Collected data entries:

PR #1465, opened 2017-10-03
add `@tel/loc`

### LINKED ISSUE #1462: Feature Request: Add a switch to @tel to allow teleporting to an object's location
#### Description of requested feature:
Evennia's `@tel` command defaults to teleporting your character into another object, for instance:
`@tel Griatch`
would teleport my puppeted character into Griatch's inventory.
This is a little odd, but expected, since `@tel` is meant to be used to teleport objects into other objects, e.g. `@tel an apple = chainsol` will teleport the apple to your inventory. For teleporting to other characters, this gets a little odd.

#### Reasons for adding feature:
Most people would expect `@tel chainsol` to teleport their character to the location. For a room or a container, Evennia's current behaviour makes sense. However, for teleporting to another character, it's a little odd - you end up part of their "inventory".

This is because Evennia treats objects differently than most systems - characters don't actually have an inventory, they have "contents". However, usually if you're teleporting to a character you expect to be in their location, not their inventory.

#### Expected result of feature/ideas on how to implement
One easy way to solve this is to add a switch to `@tel`, something like `@tel/loc` that teleports to the target's location.

RyanStein:
How does this look?

Adds `@tel/loc` and also fixes an unescaped `|` in the error message.

Resolves #1462.

### DIFF
--- a/evennia/commands/default/building.py
+++ b/evennia/commands/default/building.py
@@ -2324,6 +2324,7 @@ class CmdTeleport(COMMAND_DEFAULT_CLASS):
                Note that the only way to retrieve
                an object from a None location is by direct #dbref
                reference. A puppeted object cannot be moved to None.
+      loc - teleport object to the target's location instead of its contents
 
     Teleports an object somewhere. If no object is given, you yourself
     is teleported to the target location.     """
@@ -2343,6 +2344,7 @@ class CmdTeleport(COMMAND_DEFAULT_CLASS):
         # setting switches
         tel_quietly = "quiet" in switches
         to_none = "tonone" in switches
+        to_loc = "loc" in switches
 
         if to_none:
             # teleporting to None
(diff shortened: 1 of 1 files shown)


CloudKeeper1:
Hey Ryan, 
Congrats on your first contribution to Evennia!
I threw something together when Chainsol initially raised the issue and decided to sit on it to see if someone else wanted to pick it up. If you were curious you could [have a look.](https://pastebin.com/Xnd1ePf3) Good find on the unescaped |, I missed that at first! Other things I thought was worth adding was a few more comments for easier reading and and changing strings to use format(). Just a few ideas that might be worth adding.

Griatch:
@RyanStein I think this looks fine! I ran it and things seems to work as specified in #1462. As @CloudKeeper1 points out, one could always consider more comments, but the `@tel` command is pretty sparse in its feedback as it is and expanding that was not in the specification. So thanks again. Merging.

▸ DIRECTIONS FOR THIS TASK
Beginning at the top of the data, please return every line until and including the line containing "Most people would", copied exactly, and nothing past it.

▸ RESPONSE TO THE TASK
PR #1465, opened 2017-10-03
add `@tel/loc`

### LINKED ISSUE #1462: Feature Request: Add a switch to @tel to allow teleporting to an object's location
#### Description of requested feature:
Evennia's `@tel` command defaults to teleporting your character into another object, for instance:
`@tel Griatch`
would teleport my puppeted character into Griatch's inventory.
This is a little odd, but expected, since `@tel` is meant to be used to teleport objects into other objects, e.g. `@tel an apple = chainsol` will teleport the apple to your inventory. For teleporting to other characters, this gets a little odd.

#### Reasons for adding feature:
Most people would expect `@tel chainsol` to teleport their character to the location. For a room or a container, Evennia's current behaviour makes sense. However, for teleporting to another character, it's a little odd - you end up part of their "inventory".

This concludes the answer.